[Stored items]
--- START ---

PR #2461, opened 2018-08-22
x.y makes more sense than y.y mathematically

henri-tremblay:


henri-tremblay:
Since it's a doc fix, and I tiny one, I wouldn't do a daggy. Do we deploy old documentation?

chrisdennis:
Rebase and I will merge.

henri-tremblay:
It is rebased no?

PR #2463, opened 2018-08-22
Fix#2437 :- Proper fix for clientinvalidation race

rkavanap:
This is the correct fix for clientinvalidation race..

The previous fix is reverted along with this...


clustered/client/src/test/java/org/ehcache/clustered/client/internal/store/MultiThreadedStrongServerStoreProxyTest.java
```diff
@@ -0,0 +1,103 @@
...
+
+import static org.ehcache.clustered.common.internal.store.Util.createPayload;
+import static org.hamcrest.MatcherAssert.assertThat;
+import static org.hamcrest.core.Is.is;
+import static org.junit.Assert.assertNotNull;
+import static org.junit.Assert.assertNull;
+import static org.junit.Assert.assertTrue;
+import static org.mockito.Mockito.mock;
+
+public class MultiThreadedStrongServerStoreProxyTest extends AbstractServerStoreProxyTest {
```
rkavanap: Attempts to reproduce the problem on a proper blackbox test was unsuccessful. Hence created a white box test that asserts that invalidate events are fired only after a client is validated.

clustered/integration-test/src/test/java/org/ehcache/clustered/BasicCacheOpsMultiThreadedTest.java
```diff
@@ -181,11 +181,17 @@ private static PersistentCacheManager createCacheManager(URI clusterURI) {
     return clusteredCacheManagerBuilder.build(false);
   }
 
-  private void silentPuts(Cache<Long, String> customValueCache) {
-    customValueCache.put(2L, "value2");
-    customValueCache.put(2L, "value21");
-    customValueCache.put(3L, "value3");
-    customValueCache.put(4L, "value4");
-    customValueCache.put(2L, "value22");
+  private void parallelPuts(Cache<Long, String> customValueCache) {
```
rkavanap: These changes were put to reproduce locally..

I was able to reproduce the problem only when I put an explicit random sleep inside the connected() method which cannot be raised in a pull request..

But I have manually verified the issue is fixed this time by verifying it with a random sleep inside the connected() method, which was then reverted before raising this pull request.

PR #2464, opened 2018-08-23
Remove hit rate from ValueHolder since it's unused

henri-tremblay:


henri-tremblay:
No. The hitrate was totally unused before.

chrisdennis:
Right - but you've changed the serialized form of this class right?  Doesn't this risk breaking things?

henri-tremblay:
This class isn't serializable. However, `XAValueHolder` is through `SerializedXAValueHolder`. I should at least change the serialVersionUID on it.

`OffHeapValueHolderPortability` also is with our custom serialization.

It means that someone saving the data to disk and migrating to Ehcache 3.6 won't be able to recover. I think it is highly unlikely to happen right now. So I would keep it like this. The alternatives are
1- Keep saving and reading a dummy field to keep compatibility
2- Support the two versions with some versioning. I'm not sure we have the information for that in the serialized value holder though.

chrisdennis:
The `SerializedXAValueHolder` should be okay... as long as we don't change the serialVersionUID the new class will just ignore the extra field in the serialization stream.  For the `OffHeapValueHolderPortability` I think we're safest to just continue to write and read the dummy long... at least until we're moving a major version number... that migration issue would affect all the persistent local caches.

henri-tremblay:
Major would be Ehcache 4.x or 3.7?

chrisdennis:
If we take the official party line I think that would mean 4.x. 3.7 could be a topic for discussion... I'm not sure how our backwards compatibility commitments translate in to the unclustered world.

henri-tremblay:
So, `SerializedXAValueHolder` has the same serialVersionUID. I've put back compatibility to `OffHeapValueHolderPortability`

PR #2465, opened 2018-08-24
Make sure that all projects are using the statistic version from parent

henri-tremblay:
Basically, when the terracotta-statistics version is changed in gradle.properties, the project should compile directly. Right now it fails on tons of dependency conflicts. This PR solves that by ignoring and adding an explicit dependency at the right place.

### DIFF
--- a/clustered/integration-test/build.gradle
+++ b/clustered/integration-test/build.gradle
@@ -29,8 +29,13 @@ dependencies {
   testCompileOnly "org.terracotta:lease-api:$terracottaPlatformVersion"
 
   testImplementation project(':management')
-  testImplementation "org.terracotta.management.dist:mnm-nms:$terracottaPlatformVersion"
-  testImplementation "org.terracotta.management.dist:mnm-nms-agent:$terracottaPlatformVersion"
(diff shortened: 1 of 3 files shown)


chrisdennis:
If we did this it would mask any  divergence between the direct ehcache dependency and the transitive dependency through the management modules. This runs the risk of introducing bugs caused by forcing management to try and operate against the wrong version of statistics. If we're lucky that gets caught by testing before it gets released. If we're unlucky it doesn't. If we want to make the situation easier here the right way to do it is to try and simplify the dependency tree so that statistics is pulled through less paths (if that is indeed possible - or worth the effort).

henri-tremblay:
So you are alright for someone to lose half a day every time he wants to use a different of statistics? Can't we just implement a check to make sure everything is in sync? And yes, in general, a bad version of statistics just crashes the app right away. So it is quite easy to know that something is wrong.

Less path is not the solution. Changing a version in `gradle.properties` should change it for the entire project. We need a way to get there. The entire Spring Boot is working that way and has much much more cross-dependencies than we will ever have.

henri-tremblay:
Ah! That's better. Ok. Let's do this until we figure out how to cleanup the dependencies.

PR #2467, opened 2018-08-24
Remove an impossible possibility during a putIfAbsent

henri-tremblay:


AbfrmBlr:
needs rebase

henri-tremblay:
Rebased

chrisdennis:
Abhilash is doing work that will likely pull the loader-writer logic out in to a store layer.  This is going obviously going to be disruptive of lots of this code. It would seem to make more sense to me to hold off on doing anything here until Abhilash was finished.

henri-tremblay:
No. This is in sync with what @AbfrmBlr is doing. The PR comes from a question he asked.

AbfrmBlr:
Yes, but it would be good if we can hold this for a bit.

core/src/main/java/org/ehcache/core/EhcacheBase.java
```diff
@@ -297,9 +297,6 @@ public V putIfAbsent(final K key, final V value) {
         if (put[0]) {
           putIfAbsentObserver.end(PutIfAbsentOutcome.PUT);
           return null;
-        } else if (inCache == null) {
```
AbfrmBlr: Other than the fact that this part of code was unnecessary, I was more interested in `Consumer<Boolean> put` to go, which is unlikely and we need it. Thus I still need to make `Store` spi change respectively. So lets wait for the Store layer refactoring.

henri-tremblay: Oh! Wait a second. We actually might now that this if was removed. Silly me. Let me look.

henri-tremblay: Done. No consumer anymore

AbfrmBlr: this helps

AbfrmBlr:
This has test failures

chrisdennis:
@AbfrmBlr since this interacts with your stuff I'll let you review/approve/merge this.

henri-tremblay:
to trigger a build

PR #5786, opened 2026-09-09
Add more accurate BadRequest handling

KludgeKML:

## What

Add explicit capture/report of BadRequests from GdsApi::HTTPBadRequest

--- END ---

● HOW TO COMPLETE THIS TASK: Output the records in full. Keep every character as it is.

● RESPONSE BOX:
PR #2461, opened 2018-08-22
x.y makes more sense than y.y mathematically

henri-tremblay:


henri-tremblay:
Since it's a doc fix, and I tiny one, I wouldn't do a daggy. Do we deploy old documentation?

chrisdennis:
Rebase and I will merge.

henri-tremblay:
It is rebased no?

PR #2463, opened 2018-08-22
Fix#2437 :- Proper fix for clientinvalidation race

rkavanap:
This is the correct fix for clientinvalidation race..

The previous fix is reverted along with this...


clustered/client/src/test/java/org/ehcache/clustered/client/internal/store/MultiThreadedStrongServerStoreProxyTest.java
```diff
@@ -0,0 +1,103 @@
...
+
+import static org.ehcache.clustered.common.internal.store.Util.createPayload;
+import static org.hamcrest.MatcherAssert.assertThat;
+import static org.hamcrest.core.Is.is;
+import static org.junit.Assert.assertNotNull;
+import static org.junit.Assert.assertNull;
+import static org.junit.Assert.assertTrue;
+import static org.mockito.Mockito.mock;
+
+public class MultiThreadedStrongServerStoreProxyTest extends AbstractServerStoreProxyTest {
```
rkavanap: Attempts to reproduce the problem on a proper blackbox test was unsuccessful. Hence created a white box test that asserts that invalidate events are fired only after a client is validated.

clustered/integration-test/src/test/java/org/ehcache/clustered/BasicCacheOpsMultiThreadedTest.java
```diff
@@ -181,11 +181,17 @@ private static PersistentCacheManager createCacheManager(URI clusterURI) {
     return clusteredCacheManagerBuilder.build(false);
   }
 
-  private void silentPuts(Cache<Long, String> customValueCache) {
-    customValueCache.put(2L, "value2");
-    customValueCache.put(2L, "value21");
-    customValueCache.put(3L, "value3");
-    customValueCache.put(4L, "value4");
-    customValueCache.put(2L, "value22");
+  private void parallelPuts(Cache<Long, String> customValueCache) {
```
rkavanap: These changes were put to reproduce locally..

I was able to reproduce the problem only when I put an explicit random sleep inside the connected() method which cannot be raised in a pull request..

But I have manually verified the issue is fixed this time by verifying it with a random sleep inside the connected() method, which was then reverted before raising this pull request.

PR #2464, opened 2018-08-23
Remove hit rate from ValueHolder since it's unused

henri-tremblay:


henri-tremblay:
No. The hitrate was totally unused before.

chrisdennis:
Right - but you've changed the serialized form of this class right?  Doesn't this risk breaking things?

henri-tremblay:
This class isn't serializable. However, `XAValueHolder` is through `SerializedXAValueHolder`. I should at least change the serialVersionUID on it.

`OffHeapValueHolderPortability` also is with our custom serialization.

It means that someone saving the data to disk and migrating to Ehcache 3.6 won't be able to recover. I think it is highly unlikely to happen right now. So I would keep it like this. The alternatives are
1- Keep saving and reading a dummy field to keep compatibility
2- Support the two versions with some versioning. I'm not sure we have the information for that in the serialized value holder though.

chrisdennis:
The `SerializedXAValueHolder` should be okay... as long as we don't change the serialVersionUID the new class will just ignore the extra field in the serialization stream.  For the `OffHeapValueHolderPortability` I think we're safest to just continue to write and read the dummy long... at least until we're moving a major version number... that migration issue would affect all the persistent local caches.

henri-tremblay:
Major would be Ehcache 4.x or 3.7?

chrisdennis:
If we take the official party line I think that would mean 4.x. 3.7 could be a topic for discussion... I'm not sure how our backwards compatibility commitments translate in to the unclustered world.

henri-tremblay:
So, `SerializedXAValueHolder` has the same serialVersionUID. I've put back compatibility to `OffHeapValueHolderPortability`

PR #2465, opened 2018-08-24
Make sure that all projects are using the statistic version from parent

henri-tremblay:
Basically, when the terracotta-statistics version is changed in gradle.properties, the project should compile directly. Right now it fails on tons of dependency conflicts. This PR solves that by ignoring and adding an explicit dependency at the right place.

### DIFF
--- a/clustered/integration-test/build.gradle
+++ b/clustered/integration-test/build.gradle
@@ -29,8 +29,13 @@ dependencies {
   testCompileOnly "org.terracotta:lease-api:$terracottaPlatformVersion"
 
   testImplementation project(':management')
-  testImplementation "org.terracotta.management.dist:mnm-nms:$terracottaPlatformVersion"
-  testImplementation "org.terracotta.management.dist:mnm-nms-agent:$terracottaPlatformVersion"
(diff shortened: 1 of 3 files shown)


chrisdennis:
If we did this it would mask any  divergence between the direct ehcache dependency and the transitive dependency through the management modules. This runs the risk of introducing bugs caused by forcing management to try and operate against the wrong version of statistics. If we're lucky that gets caught by testing before it gets released. If we're unlucky it doesn't. If we want to make the situation easier here the right way to do it is to try and simplify the dependency tree so that statistics is pulled through less paths (if that is indeed possible - or worth the effort).

henri-tremblay:
So you are alright for someone to lose half a day every time he wants to use a different of statistics? Can't we just implement a check to make sure everything is in sync? And yes, in general, a bad version of statistics just crashes the app right away. So it is quite easy to know that something is wrong.

Less path is not the solution. Changing a version in `gradle.properties` should change it for the entire project. We need a way to get there. The entire Spring Boot is working that way and has much much more cross-dependencies than we will ever have.

henri-tremblay:
Ah! That's better. Ok. Let's do this until we figure out how to cleanup the dependencies.

PR #2467, opened 2018-08-24
Remove an impossible possibility during a putIfAbsent

henri-tremblay:


AbfrmBlr:
needs rebase

henri-tremblay:
Rebased

chrisdennis:
Abhilash is doing work that will likely pull the loader-writer logic out in to a store layer.  This is going obviously going to be disruptive of lots of this code. It would seem to make more sense to me to hold off on doing anything here until Abhilash was finished.

henri-tremblay:
No. This is in sync with what @AbfrmBlr is doing. The PR comes from a question he asked.

AbfrmBlr:
Yes, but it would be good if we can hold this for a bit.

core/src/main/java/org/ehcache/core/EhcacheBase.java
```diff
@@ -297,9 +297,6 @@ public V putIfAbsent(final K key, final V value) {
         if (put[0]) {
           putIfAbsentObserver.end(PutIfAbsentOutcome.PUT);
           return null;
-        } else if (inCache == null) {
```
AbfrmBlr: Other than the fact that this part of code was unnecessary, I was more interested in `Consumer<Boolean> put` to go, which is unlikely and we need it. Thus I still need to make `Store` spi change respectively. So lets wait for the Store layer refactoring.

henri-tremblay: Oh! Wait a second. We actually might now that this if was removed. Silly me. Let me look.

henri-tremblay: Done. No consumer anymore

AbfrmBlr: this helps

AbfrmBlr:
This has test failures

chrisdennis:
@AbfrmBlr since this interacts with your stuff I'll let you review/approve/merge this.

henri-tremblay:
to trigger a build

PR #5786, opened 2026-09-09
Add more accurate BadRequest handling

KludgeKML:

## What

Add explicit capture/report of BadRequests from GdsApi::HTTPBadRequest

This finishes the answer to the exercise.